2023 10/1 第4回台湾引揚研究会
2023年10月1日 10時から11時10分まで、広島大学東京オフィスにて第4回台湾引揚研究会を行いました。今回は、共立女子大学菅野敦志教授による研究報告を実施しました。
菅野教授は、1954年にフィリピンのマニラで開催された第2回アジア競技大会に参加した各外地生まれの日本人選手に注目し、彼らの外地での生活、引揚げ、及びその後の経験がどのようにスポーツに結び付けられたのか、その後、彼らの力がどのように生かされたのかを主に分析しました。

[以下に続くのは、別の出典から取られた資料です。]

PR #2834, opened 2023-10-27
Add zendure-solarflow to latest

nograx:
Please add my adapter ioBroker.zendure-solarflow to latest.

### DIFF
--- a/sources-dist.json
+++ b/sources-dist.json
@@ -1917,11 +1917,6 @@
     "icon": "https://raw.githubusercontent.com/PLCHome/ioBroker.pylontech/master/admin/pylontech.png",
     "type": "energy"
   },
-  "radar2": {
-    "meta": "https://raw.githubusercontent.com/frankjoke/ioBroker.radar2/master/io-package.json",
-    "icon": "https://raw.githubusercontent.com/frankjoke/ioBroker.radar2/master/admin/radar2.png",
-    "type": "network"
-  },
   "radar-trap": {
     "meta": "https://raw.githubusercontent.com/Steiger04/ioBroker.radar-trap/main/io-package.json",
     "icon": "https://raw.githubusercontent.com/Steiger04/ioBroker.radar-trap/main/admin/radar-trap.png",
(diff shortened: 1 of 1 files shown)


nograx:
Fixed the issues on GitHub actions. I will bump the version number if first test from other users are successful.

mcm1957:
@nograx 

  ```
  "encryptedNative": [
    "password",
    "data2"
  ],
  "protectedNative": [
    "password",
    "data2"
  ],
  ```

- [ ] logging state changes at level info 
  Please check wether logging state changes at level info is required. I would suggest level debug to be sufficient unless you are sure, that only such states are subscribe which are very seldom changed.

  Some characters are not allowed to be used as part of an object id. If an object id is not hardcoded or even depending on user input you should ensure that such an object id does not contain an invalid character.  Iobroker provides the constant ```adapter.FORBIDDEN_CHARS```

  Your state Ids are composed of productKey and deviceKey. I did not see a verification that thise values do not contain illegal characters. Even if the current api ensures that all charactes are valid, this shoudl be checked at code as either the api could cahnge or due to some problem random data could be read.

- [ ] folder creation seems to be missing

  You use state ids like '    productKey + "." + deviceKey + "." + "lastUpdate", '

  So you must explicitly create folders (type: folder, device, channel) for productKey and deviceKey explicitly. Pleaase note that ioBroker standards require [device.[channel.[folder...]]].state sequence.

- [ ] reevaluate state roles and read/write flags

  Several states seem to have write flag set to true althoug the are not to be written by user for sure. Please set write to false except the state is to be written by user and handled at onStateChange.

  outputLimit must by of type level as it is an input value

- [ ] axios calls should have timeouts

  All axios calls should have a timeout specified as default for timeout according to axios docu is 0 = no timeout. ZThis could lead to stalled processing

- [ ] time / itervalls must be cleard at unload

  All timers and intervalltimers mut be cleared during execution aof onUnload. This is required as otherwise timers could lead to carshes when using compact mode where multiple adapters shre one process environment.
  
  
McM1957

mcm1957:
@nograx 

Do you need any help? 
Need some topics more explanation?

nograx:
Hi,
there where some points... not enough time, the adapter is running fine in my environment and it seems there is a small demand for this adapter... 

I've tried to fix all the issues mentioned above. 
Thanks,
Peter

mcm1957:
RE-CHECK!

mcm1957:
@nograx 
Thanks for review / changes,

Did you miss

- [ ] axios calls should have timeouts

  All axios calls should have a timeout specified as default for timeout according to axios docu is 0 = no timeout. ZThis could lead to stalled processing

or do **I** miss something. axios does not have a default timeout, so in case of a non or slow answering server this culd lead to hanging adapters. Especially combined with intall this is not safe. axios timeoput should be shorter than interval.

Please review or comment

nograx:
Hi,

you're right. Forgot to add the timeout. Fixed it in release 1.0.4.

Cheers, 
Peter

mcm1957:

また、菅野教授は、先行研究も踏まえ、第2回のアジア競技大会について、1951年に日本がフィリピンの反発を受けながら参加したニューデリーの第1回アジア競技大会、東京オリンピックのショーウィンドウとしての1958年第3回大会の間の大会としてスポーツを媒介としたアジア復帰、和解のナラティブの意味を持つ大会と位置づけ、そこに外地出身者が参加していたことの意味を考えることで、これまでのスポーツ史の叙述の枠組みを見直していく必要性を説きました。
報告終了後は、戦後中華民国の国際スポーツ大会の構想について、アジア競技大会における日本語交流の状況についてなど、当時の台湾とスポーツの関連、帝国日本期からの連続性を意識した質問が出されました。